Lou Leone, the new city administrator for Harvard, is a big believer in the “two birds, one stone” management method.
If the manager can find thing that will help the community and its residents that has a ripple effect, fixing a few problems at once, that is what he prefers to do, Leone said.
Leone’s first day at Harvard was Dec. 12. He replaced David Nelson, who was the Harvard city administrator for 35 years and who officially retired this week.
The city was looking for someone much like Nelson “with a willingness to work with staff and experience in other positions to take over,” 3rd Ward Alderman Charles Gorman said.
“I think that with the meetings he had with staff and the conversations with the various department heads, this was a good fit and he would work out real well,” Gorman said.
Leone said his career in public administration has not been that long. An Illinois native, he received his degree in business administration from Millikin University in Decatur and spent some time working as a delivery driver in Lake County and Chicago. But when his wife was pregnant with their first child, he decided he needed to do something more.

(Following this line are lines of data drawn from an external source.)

PR #386, opened 2023-05-09
[SLS-3290] Support using DD Lambda layers published from one's own AWS account

DylanLovesCoffee:
### What does this PR do?

Adds the option `useLayersFromAccount` || `DD_USE_LAYERS_FROM_ACCOUNT` to force our plugin to use DD Lambda layers of the same name published into the executing account. Note that for this special case, we make sure the feature is _region agnostic_.

Also contains some refactoring of our code.

### Motivation

Gives support for a user to download our Lambda layer, make changes and publish their own version into their account. The versioning must be on par with our latest versions (found in layers.json)

### Testing Guidelines

Added unit tests and tested manually.

### Types of changes

- [ ] Bug fix
- [x] New feature
- [ ] Breaking change

### Check all that apply

### DIFF
--- a/src/layer.spec.ts
+++ b/src/layer.spec.ts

So he earned a paralegal certificate and began working for a Chicago patent attorney.
His first taste of public administration came when the Leone family moved to Plainfield, where Leone ran for and became president of his homeowners association. “I ripped up the budget and put it back together,” Leone said.
At the tail end of the Great Recession, in 2010, Leone was laid off from the law firm and the family moved to the Denver suburbs, where he again went to work for a patent law firm.
Still, he said, he enjoyed public administration. In 2013, Leone went to night school to earn a master’s degree in public administration. He graduated from that program in 2015 at 43 years old. “I am a late bloomer in this,” Leone said.
He learned the job quickly. At his first city manager job, in Kansas, the city operated its own electric distribution grid, but breakdowns over the years meant that when the wind blew, the lights flickered.
He “knew nothing about electric itself” when he got the job, Leone said. But over his four year there, Leone said he was able to not only negotiate a better deal with the town’s electricity supplier, but also to put in a new generator for the city that allows it to sell excess power back to the supplier.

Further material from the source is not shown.